**Problem:** Show, from the entries below, every line in which "Expected" appears.

BEGIN

Issue #699, opened 2026-07-17
perf: startup scan-context re-walks the entire monorepo on every session start, even though the result (canWarmCaches=false) is never usable


aaronkyriesenbach:
## What happened?

`resolveStartupScanContextAsync()` re-walks the entire resolved project root on every `pi` process start, even when the outcome (`canWarmCaches=false`, reason `too-many-source-files`) is discarded immediately and never persisted. In a large monorepo this walk costs ~17s on every single startup, with zero benefit since the result can't be used.

Bisected by toggling installed packages one at a time in `settings.json`: with only pi-lens enabled, `pi -p "..." --no-session` took ~20s; every other installed package took 2-4s; with none, 2.2s. `~/.pi-lens/sessionstart.log` confirms:
```
warmup: scan-context done in 17086ms (canWarm=false)
warmup: skipping language-profile (canWarm=false, reason=too-many-source-files)
```
`--no-lens` does not suppress this scan.

Unlike the `canWarmCaches=true` path (which persists a `project-snapshot.json` under `~/.pi-lens/projects/<hash>/cache/`), the `too-many-source-files` verdict has no on-disk cache, so it's recomputed from scratch every process start. This is distinct from #622/#250, which are about the walk escaping to `$HOME`/an unrelated tree — here the resolved root is a legitimate project root, just a large one, so that guard doesn't apply.

## Steps to reproduce

1. Open a large monorepo (single `.git` at the repo root, well over `MAX_STARTUP_SOURCE_FILES` (2000) tracked source files, normal `.gitignore`).
2. `cd` into a subdirectory several levels deep that has no `.git`/`package.json` of its own (so `findNearestProjectRoot` walks up to the monorepo's `.git`).
3. Run `pi -p "hi" --no-session` and time it.
4. Repeat — the same ~17s scan-context cost recurs every time.

## Expected behavior

The `too-many-source-files` verdict should be cached per resolved `projectRoot` (e.g. keyed on root path + a cheap freshness check) so repeat session starts in the same large repo skip the walk instead of recomputing and discarding it every time, mirroring how the `canWarmCaches=true` case already persists a snapshot.

## pi-lens version

3.8.69 (`pi` 0.80.6, Node 22.22.0, macOS arm64)

## Relevant logs

```
[warmup] warmup: starting background warmup
[warmup] warmup: scan-context done in 17086ms (canWarm=false)
[warmup] warmup: skipping language-profile (canWarm=false, reason=too-many-source-files)
```

[...]

PR #759, opened 2026-07-22
perf(startup-scan): bound the source-count walk by total entries (closes #758)

### LINKED ISSUE #758: PERF: Performance Drag on Large Repos with a mix of source files + non-source files
### What happened?

I run a mod for Hearts of Iron IV and I use pi-lens for my other repos. The issue I ran into was when I was using it with smaller repos or that I had a large amount of lag time when trying to start pi with pi-lens due to the way the file walk works. 

It early skips after 2000 (.py/.ts etc) for those so the pi startup is not super laggy. I only have 300 scripts in my repo but I have a large sum of other files due to the mods nature. 

Claude Report:
>   - The culprit is pi-lens's scan-context phase: a full-tree source-file count walk
  (resolveStartupScanContext → countSourceFilesWithinLimit), which runs synchronously on the 
  blocking session_start path (runtime-session.js:1009).
  - The trap: that walk early-exits only when it finds >2000 source files
  (.ts/.js/.py/.go/.rs/.rb). Millennium-Dawn has only 301, so it never exits early and walks
  all 84k entries, dominated by ignoreMatcher.isIgnored() per file.

Adding a .pi-lens.json works around the issue but this might be something worth exploring for someone with more experience to try to fix this. Please let me know if there is anything I can do differently or expound on here.

### Steps to reproduce

1. Have a large source repo with a mix of code types (in my case .txt files with python scripts
2. Start your choice of harness (pi-coding-agent)
3. You can visibly see the slowdown with the files 

### Expected behavior

_No response_

### pi-lens version

3.8.71

### Relevant logs

_No response_

### Area

None

JSap0914:
## Summary

Bounds the startup source-file count walk by total directory entries, not just by source-file count, so a repo with few source files but a huge pile of non-source files can't drag `session_start`.

Closes #758

## Type of change

- [x] Bug fix
- [ ] Documentation

## Area

- [x] area:perf
- [x] area:session

## What changed and why

`computeStartupScanContext` / `resolveStartupScanContextAsync` (`clients/startup-scan.ts`) count source files under the project root to decide `canWarmCaches`. The walk early-exited **only** once it had seen more than `MAX_STARTUP_SOURCE_FILES` (2000) `.ts/.js/.py/.go/.rs/.rb` files.

A repo with **few** source files but a huge pile of non-source files never trips that exit — the reporter's case was a Hearts of Iron IV mod: ~300 scripts among ~84k data/`.txt` entries. So the walk enumerated the **entire tree**, dominated by one `ignoreMatcher.isIgnored()` call per entry, blocking the cold-start `session_start` path for seconds. (This matches the reporter's own root-cause note pointing at `countSourceFilesWithinLimit`.)

Fix — add a second, independent bound to the walk:

- New `MAX_STARTUP_SCAN_ENTRIES` (50000, env-tunable via `PI_LENS_STARTUP_SCAN_MAX_ENTRIES`) total-entry ceiling. This is the same finite-walk-cap pattern already guarding `jscpd-client.ts`'s `hasSourceFilesRecursive` (`MAX_ENTRIES = 6000`).
- When a walk hits the ceiling before crossing the source-file limit, the tree is large and dominated by non-source files, so it returns a new `too-many-entries` verdict (`canWarmCaches: false`) rather than trusting the partial count and warming caches on — then re-walking — an enormous tree.
- `too-many-entries` is TTL'd by `isStartupScanVerdictFresh` exactly like `too-many-source-files` (#699), so a shrunk repo auto-recovers on the next session.

Kept minimal and non-regressive:

- The public `countSourceFilesWithinLimit` / `countSourceFilesWithinLimitAsync` wrappers keep their **pre-existing** contract (only the source-file limit bounds them). The entry ceiling applies solely to the startup-scan verdict path, via the shared `walkSourceCount` / `walkSourceCountAsync` cores that both the wrappers and `computeStartupScanContext*` now call.
- A generous default (50000 = 25× the source limit) means healthy warm-eligible projects (≤2000 source files) are unaffected; only pathological mixed/large trees trip the new bound.

## Tests

New `tests/clients/startup-scan-entry-budget.test.ts`:

- Drives the `too-many-entries` verdict deterministically with a tiny mixed-repo fixture (`.git` root + 3 `.ts` + a pile of `.txt`) and a small `maxScanEntries` option — sync and async.
- Confirms the same tree **warms** (`canWarmCaches: true`) under a generous budget, so the cap is proven to be the mechanism (no false positives).
- Covers the env-tunable `getStartupScanMaxEntries` getter (default / override / non-finite fallback / memoization + reset).
- Pins the TTL behavior for `too-many-entries`.

## Verification

- `npm run lint` ✓
- `npm run build` / `npm run build:dist` ✓
- `npm run check:lockfile` ✓
- New suite + the adjacent startup-scan / source-walk suites green (`startup-scan-entry-budget`, `startup-scan-home-ceiling`, `startup-scan-verdict-cache`, `source-walker-equivalence`, `runtime-session-scan-cache`, `source-walk-occupancy`).


apmantza:
many thanks again @JSap0914!

Issue #775, opened 2026-07-23
Monorepo support: root-assumption audit findings (tracking)


apmantza:
Tracking issue for monorepo behavior across pi-lens, from a full static audit of root-resolution assumptions (every claim verified against code; file:line refs below are as of current master).

## Top risks (ranked)

1. **Review graph disables itself entirely above 1,000 files.** `RUNTIME_CONFIG.reviewGraph.maxFiles = 1_000` (`clients/runtime-config.ts:70`); the builder walks to `maxGraphFiles+1` then bails whole-cloth (`clients/review-graph/builder.ts:478-520`). Above the cap: zero usedBy/blastRadius/fan-in for the whole session, silently. The tightest and most consequential of the budgets.
2. **Workspace-package imports never resolve to file edges (JS/TS/Python).** `resolveJsTs` treats every bare specifier as external (`clients/review-graph/import-resolvers.ts:153-156`) — `import {x} from "@scope/pkg"` pointing at a sibling workspace package is indistinguishable from an npm dep. The workspace-manifest detection that could fix this **already exists** (`clients/review-graph/workspace-modules.ts` reads pnpm-workspace.yaml, package.json#workspaces, Cargo [workspace], go.work) but is wired only into the coarse module-level impact-cascade fallback (`query.ts:189-199`, capped 20 files/module, depth ≤4). Go and Java resolvers already handle their cross-package cases.
3. **Warm-pipeline shutdown is silent.** On a `too-many-source-files` verdict (cliff: 2,000 source files, `clients/startup-scan.ts:30`), heavy scans, TODO scan, and dominant-language LSP pre-warm all skip with only a debug-log line (`clients/runtime-session.ts:1360-1541,1573-1591`) — unlike the slow-FS probe which fires a visible notify (`:1413-1418`).
4. **Five uncoordinated size budgets** — 500 (diagnostics scanner), 1,000 (review graph), 2,000 (startup scan), 6,000 (jscpd dir entries), 6,000 (word index) — each independently re-walks and independently degrades; a large repo pays for several doomed walks before every feature has quietly turned itself off. No shared "large project" signal.
5. **`startup-scan`'s counting walk follows symlinks unconditionally with no cycle detection** (`clients/startup-scan.ts:170`), while `source-filter.ts` defaults to not following (`:315`). node_modules/.pnpm are defused by name-based exclusion (`clients/file-utils.ts:85-127`), but any other symlinked dir (or loop) is a plausible hang vector.

[...]

PR #805, opened 2026-07-25
feat(review-graph): resolve tsconfig path aliases

apmantza:
## What

- Resolve TypeScript `compilerOptions.baseUrl` + `paths` aliases to real workspace files in the review graph.
- Honor relative `tsconfig.json` `extends` chains and tolerate comments/trailing commas.
- Preserve the existing workspace-package → `external:` fallback when an alias does not resolve.
- Add regression coverage and an Unreleased changelog entry for #775.

## Approach

- Add a session-cached, per-importer-directory `parseTsconfigPaths` helper using the shared `findNearestContaining` primitive and `isAtOrAboveHomeDir` ceiling.
- Apply longest-prefix alias matching, single-`*` substitution, and mapped-target ordering.
- Reuse the existing JS/TS source-twin and extension/index probing in both the cold import resolver and warm graph builder before workspace-package matching.
- Bail gracefully on malformed configs and package-name `extends`.

## Testing

- `npm run build` — passed.
- `npm run lint` — passed.
- Focused review-graph tests — 32 passed, 0 failed.
- Full `npm test` — 4,181 passed, 6 skipped, 24 failed under parallel load (4,211 total). Failures matched documented load/Windows flakes: walk and sgconfig/ast-grep/tree-sitter timeouts, LSP timing drift, and temp-directory EPERM.
- Isolated failed-file rerun with one worker — 218 passed; remaining failures were two Windows temp cleanup EPERMs plus one CSS-root fixture polluted by a marker at `C:\Users\apman` (and one suite-level EPERM cleanup). No review-graph alias test failed.

## Follow-ups intentionally out of scope

- TypeScript project references as cross-package graph edges.
- Review-graph cap/budget changes (R1); `clients/project-scale.ts` is untouched.

References #775.


apmantza:
Review note (non-blocking): `clearTsconfigPathsCache` is only invoked from tests — the per-directory matcher cache is session-lived, so a `tsconfig.json` edited mid-session won't refresh aliases until process restart. Acceptable for this slice (configs rarely change mid-session and the graph has its own staleness handling), but worth wiring into the review-graph reset path in the R2 follow-up (project references). Also noted: JSONC trailing-comma stripping is regex-based post-comment-removal and TS-5 array-form `extends` is ignored — both degrade to the documented fall-through, no action needed.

END

**Output below:**
## Expected behavior
### Expected behavior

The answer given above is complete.